Consider a $(a,b)$-biregular graph $(X,Y,E)$. In this case, $a|X|=b|Y|$ holds. Assume that $g:=|Y|/a=|X|/b$ is an integer. The goal is to find a subset $Y_0$ of $Y$ such that $|Y_0|=g$ and no two vertices in $Y_0$ have a common neighborhood, i.e., if $y_0,y_1\in Y_0$ then there is no $x\in X$ such that $(x,y_0),(x,y_1)\in E$. Is this grouping always possible?
Or, almost equivalently, is there a partition $\{X_i\}$ of $X$ with $|X_i|=g$ (so that $\bigcup_{i=1}^{b}X_i=X$) such that $|N(y)\cap X_i|=1$ for any $y\in Y$ and $i$, where $N(y)$ is the neighborhood of $y$?
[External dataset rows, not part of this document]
PR #1091, opened 2019-01-11
add new metrics md

johngruen:


johngruen:
Pulling comments from the gist made by @irrationalagent

Generally the taxonomy LGTM, though obviously I don't have enough context on how send works to know if some things are technically possible, such as keeping the a running total of those user properties (number of downloads, etc) and the feasibility of fetching them for every applicable event.

some questions/comments:

    Is the device_id always specific to send? If you could you use the fxa device_id iif a user has an account it could help in the future to join on fxa telemetry. but if you aren't caching the FxA profile data anywhere in the app it might be hard to do.
    fxa has a user property called entrypoint - it might be useful for you to add this or something similar here if there are many places that a user could enter the singup/reg funnel from (i.e. if there are multiple forms or links that lead to registration/signin). Please ignore if this is the same as FxA prompt trigger
    keep in mind that running-total type of user properties in amplitude will reflect the value of that property at the time of the events/periods you're looking at. so if you make a cohort of "users that had 0 uploads in the past 30 days" it will pick out users that had 0 uploads at any point in the last 30 days - they could have had more than 0 as well. there are ways to get "users with 0 uploads and only 0", but its just something to be aware of.
  

Also let me know if you need help setting things up so that you send us the proper metrics parameters when someone begins the fxa login/reg flow.

PR #1099, opened 2019-01-16
Fix #888 Implement share card.

### LINKED ISSUE #888: Implement Share Cards in Send Android
Section 6.1

fzzzy:


android/app/src/main/java/org/mozilla/sendandroid/MainActivity.kt
```diff
@@ -35,6 +35,11 @@ class WebAppInterface(private val mContext: MainActivity) {
     fun beginOAuthFlow() {
         mContext.beginOAuthFlow();
     }
+
+    @JavascriptInterface
+    fun shareUrl(url: String) {
+        mContext.shareUrl(url)
```
dannycoates: off topic... is there a kotlin linter/formatter we should use?

app/ui/archiveTile.js
```diff
@@ -140,6 +142,26 @@ function archiveDetails(translate, archive) {
 }
 
 module.exports = function(state, emit, archive) {
+  const copyOrShare =
+    typeof window.Android !== 'object'
```
dannycoates: we should standardize how we check for android. I used `utils/browserName` somewhere else to do the same thing. I don't really care how we do it but we should probably wrap it in a function.

android/app/src/main/java/org/mozilla/sendandroid/MainActivity.kt
fzzzy: I'll ask the lockbox team.

app/ui/archiveTile.js
fzzzy: Good call. I switched to browserName.

PR #1125, opened 2019-01-23
added download link to tile

### LINKED ISSUE #1081: Add a download button to upload bundle cards
Supports first party downloading for fxa connected users with multiple devices

dannycoates:
still needs the icon

fixes #1081

### DIFF
--- a/app/ui/archiveTile.js
+++ b/app/ui/archiveTile.js
@@ -4,11 +4,11 @@ const html = require('choo/html');
 const raw = require('choo/html/raw');
 const assets = require('../../common/assets');
 const {
-  browserName,
   bytes,
   copyToClipboard,
   list,
   percent,
+  platform,
   timeLeft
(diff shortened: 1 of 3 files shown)


app/ui/archiveTile.js
```diff
@@ -169,6 +164,19 @@ module.exports = function(state, emit, archive) {
             <img src="${assets.get('share-24.svg')}" class="mr-2" /> Share
           </button>
         `;
+  const dl =
+    platform() === 'web'
```
fzzzy: I think the download link would be just as useful on mobile. A good way to get a file from a desktop machine to a mobile device?

dannycoates: interesting. should we add the download ui to the android app then?

fzzzy: It could just be a link to the server.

Here is a counterexample where one side cannot be partitioned as desired. Curiously, in this example the other side can be partitioned as desired. I don't know if there is a counterexample where neither side can be partitioned as desired.
Let $Y = [n] = \{1, 2, \dots, n\}$ and let $X = \{ (i, j) \in [n]^2: i < j \}$. Further $(i,j) \in X$ connects to exactly $i, j \in Y$. So every $x \in X$ has two neighbors and every $y \in Y$ has $n-1$ neighbors, and the graph is $(2, n-1)$-biregular. Further, $|Y| = n$ and $|X| = n(n-1)/2$, so $g = |Y| / 2$ is an integer $\ge 2$ for even $n \ge 4$.
However, every pair of $y_0, y_1 \in Y$ shares the neighbor $(y_0, y_1) \in X$. I.e. $Y$ cannot be partitioned as desired.
Curiously, it is possible to partition $X$. E.g. for $n=4$ you can partition $X$ into three size-$g$ subsets as $\{(1,2),(3,4)\}, \{(1,3),(2,4)\}, \{(1,4), (2,3)\}$, and for each of the subsets (parts), the $x_0, x_1$ share no common $y \in Y$. In fact, for this particular construction, $X$ can be partitioned into $n-1$ subsets of size $g=n/2$ each for any even $n \ge 4$ -- this is the edge coloring of the $n$-node complete graph for which there is a beautiful pictorial proof.
UPDATE 2020-05-06
In the above example, the larger side (i.e. $|X| = n(n-1)/2$) can be partitioned but the smaller side (i.e. $|Y| = n$) cannot. The following is an example where the smaller side can be partitioned but the larger side cannot.
Simply generalize the above example by making $K$ copies of $Y$ and still use just one copy of $X$. Each $y \in Y$ is still labeled with a number $j \in [n]$ and each $(i,j) \in X$ connects to every $i$ and every $j$ in $Y$. Obviously, $Y$ still cannot be partitioned, since every two nodes in $Y$ share one neighbor (if they have different labels) or many neighbors (if they have equal labels).
Now, every $y \in Y$ still has $n-1$ neighbors but every $x \in X$ has $2K$ neighbors. By making $K > (n-1)/2$, the un-partitionable side $Y$ (size $Kn$) is now the bigger side. BTW $g = |Y|/2K = Kn/2K = n/2 = |X|/(n-1) $ as before (independent of $K$), and is still an integer $\ge 2$ for even $n \ge 4$.